Consider a charged particle of charge q and mass m being projected from the origin with a velocity u in a region of uniform magnetic field $\mathbf{B} = - B \hat{\mathbf{k}} $ with a resistive force being present given by F = kv. Finally, it comes to rest. Find its dispalcement.
Now, I had a problem with the computations of this.
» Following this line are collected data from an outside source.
Issue #2614, opened 2018-05-04
GL plots seem to be using up multiple GL contexts with Plotly 1.37.1


brian428:
Previously, we were able to show 7-8 or more WebGL plots at once. With 1.37.1, we're hitting the browser GL context limit (typically 16) much earlier. When showing 7 plots, the first two immediately lose their GL contexts and appear as blank.

Here is a repro case: http://jsfiddle.net/brian428/fqhb7kk9/

It seems like Plotly is using up multiple GL contexts for each scattergl plot. With 7 plots, there are 5 console warnings about losing contexts, so it appears that each scattergl plot is using **3** GL contexts for some reason. 

We need to show multiple plots together (and allow each one to be individually manipulated by the user), so this is a blocking issue. Can someone take a look?

etpinard:
Duplicate of https://github.com/plotly/plotly.js/issues/2333

brian428:
Thanks, I missed that one. Would it help you if add my repro case to that ticket?

brian428:
Also just to be clear, we had been on 1.35 I believe. So it seems like maybe something changed between 1.35 and 1.37 that made this worse. Maybe the addition of Splom?

etpinard:
@brian428 sorry for the wait. We just merged https://github.com/plotly/plotly.js/pull/2662 which makes `scattergl` graphs use 2 (not 3) WebGL contexts as was the case before `1.36.0`.

A little more info on the topic: we use two WebGL contexts per scattergl (and splom) graph to improve selection (via select-box and lasso) performance. Since `1.33.0` , WebGL contexts are shared across subplots on the same graph `<div>`. So, one way to decrease the number of created contexts would be to merge your graphs into subplots on the same graph `<div>` when possible. 

Now, ticket https://github.com/plotly/plotly.js/issues/2333 has some thoughts on sharing WebGL contexts across graph `<div>`s. Hopefully using an external library like [`multi-regl`](https://github.com/regl-project/multi-regl) will be enough. If not, we might have to add another API method e.g. `Plotly.dashboard` to solve this problem.

I'll close this issue. But please feel free to comment on https://github.com/plotly/plotly.js/issues/2333.

PR #2662, opened 2018-05-24
Create two (not three) WebGL contexts for scattergl/splom graphs

etpinard:
As described in https://github.com/plotly/plotly.js/issues/2614, starting in version 1.36.0 all regl based graphs created 3 WebGL contexts (one for each [canvas layer](https://github.com/plotly/plotly.js/blob/dfb56d3a7b99ecf979365ed9b9c2c40747cdd915/src/plot_api/plot_api.js#L212-L224)). But one of these layer (the _pick_ layer) is only used in parcoords traces, so we can create two contexts instead of three on scattergl and splom graphs. 

Why did this happen? I got sloppy in commit https://github.com/plotly/plotly.js/pull/2505/commits/469e4cdb2a045d57ca5e062cd01444a3756f5fd0 where I failed to bring [this `d.pick` check](https://github.com/plotly/plotly.js/commit/469e4cdb2a045d57ca5e062cd01444a3756f5fd0#diff-e03c5a2a46f9392088513c32645ea9d5L341) into `prepareRegl`.

Reducing the number of WebGL context created does two things:

- allows more scattergl/splom graphs to be displayed on a given page before hitting the browsers' WebGL context limit (= 16 on recent Chrome versions)
- speed up first render benchmarks by ~40ms, which is significant (> 15%) on graphs with 1e5 points or less.

cc @alexcjohnson @dy

### DIFF
--- a/test/jasmine/tests/gl2d_plot_interact_test.js
+++ b/test/jasmine/tests/gl2d_plot_interact_test.js
@@ -8,7 +8,7 @@ var ScatterGl = require('@src/traces/scattergl');
 
 var createGraphDiv = require('../assets/create_graph_div');
 var destroyGraphDiv = require('../assets/destroy_graph_div');
-var fail = require('../assets/fail_test');
+var failTest = require('../assets/fail_test');
 var mouseEvent = require('../assets/mouse_event');
 var touchEvent = require('../assets/touch_event');
 var drag = require('../assets/drag');
@@ -202,7 +202,7 @@ describe('@gl Test gl plot side effects', function() {
         .then(function() {
             expect(gd.querySelector('.gl-canvas-context').width).toBe(300);
         })
-        .catch(fail)
+        .catch(failTest)
         .then(done);
     });
 });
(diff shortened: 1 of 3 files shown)


test/jasmine/tests/gl2d_plot_interact_test.js
```diff
@@ -945,7 +945,21 @@ describe('@gl Test gl2d plots', function() {
             expect(opts.positions)
                 .toBeCloseToArray([1, 1, 2, 2, 3, 1]);
         })
-        .catch(fail)
+        .catch(failTest)
+        .then(done);
+    });
+
+    it('should create two WebGL context per graph', function(done) {
```
alexcjohnson: contexts

alexcjohnson:
Nice, glad it was that easy! 💃

test/jasmine/tests/gl2d_plot_interact_test.js
etpinard: done -> a3dce12

Issue #2667, opened 2018-05-25
Selection vs Pan double-click bug


nicolaskruchten:
The following sequence exposes what looks like a bug:

1. Render a plot with https://codepen.io/nicolaskruchten/pen/QrXYbJ for the color settings
2. Click on the box-select tool
3. Select a point
4. Click on the pan tool
5. Pan
6. Double-click on the plot
7. For me this resets the selection and not the pan.

alexcjohnson:
you can even omit 5. Pan

etpinard:
Ok. On it.

etpinard:
Bug introduced in 1.36.0. Working fine in 1.35.2: https://codepen.io/etpinard/pen/aGgXjJ?editors=1010

PR #2668, opened 2018-05-25
Fix select <-> pan double-click behavior

etpinard:
Commit https://github.com/plotly/plotly.js/commit/20820cb70c4879c91e8ade621c829f1b5ac4c069 fixes https://github.com/plotly/plotly.js/issues/2667 which has been broken since https://github.com/plotly/plotly.js/pull/2527/commits/bb022818e7fe6c2c808ad440a633558398853325 (from one of the splom perf PRs) where drag handlers are no-longer reintialized when relayout'ing `dragmode`.

cc @alexcjohnson


alexcjohnson:
Good catch! 💃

Basically, I approached this in 2 different ways, in one where I found distance, and in the other, I found displacement, yet both answers seemed to match.
METHOD 1:
$$ \mathbf{F} = -v (qB \hat{\mathbf{r}} + k \hat{\boldsymbol{\theta}} )$$ $$\implies m \frac{|\mathbf{dv}|}{dt} = |\mathbf{v}|\sqrt{q^2B^2 + k^2}$$ $$\implies |\mathbf{v}|\frac{|\mathbf{dv}|}{|\mathbf{ds}|} = \frac{|\mathbf{v}|}{m}\sqrt{q^2B^2 + k^2}$$ Simplifying and integrating, we get the required value of distance as the integral of $|\bf{ds}|$ is the distance traversed.
Thus,
$$\Delta S = \frac{um}{\sqrt{q^2B^2 + k^2}}$$
METHOD 2:
Writing the velocity and acceleration in cartesian coordinates, we get,
$$\mathbf{F} = qB(v_x \hat{\mathbf{j}} - v_y \hat{\mathbf{i}}) - k(v_x \hat{\mathbf{i}} + v_y \hat{\mathbf{j}})$$ Thus, $$a_x = \frac{-1}{m}(qBv_y + kv_x)$$ $$a_y = \frac{1}{m}(qBv_x - kv_y)$$
Hence, we get
$$dv_x = \frac{-1}{m}(qB(dy) + k(dx))$$ $$dv_y = \frac{1}{m}(qB(dx) - k(dy))$$
Integrating these 2, we get 2 linear equations for $x$ and $y$, which upon solving gives us the value of the final $x$ and $y$ coordinates.
Thus, finally we get
$$x = \frac{umk}{q^2B^2 + k^2}$$ $$y = \frac{umqB}{q^2B^2 + k^2}$$
Squaring and adding and then taking the square-root, we get, $$\Delta S = \frac{um}{\sqrt{q^2B^2 + k^2}}$$
Now, I feel like the 2nd expression is for displacement and not distance.
Thus, my question is, what am I doing wrong? I don't find any logical flaws in either argument. However, distance clearly will not be equal to displacement. What is the error here?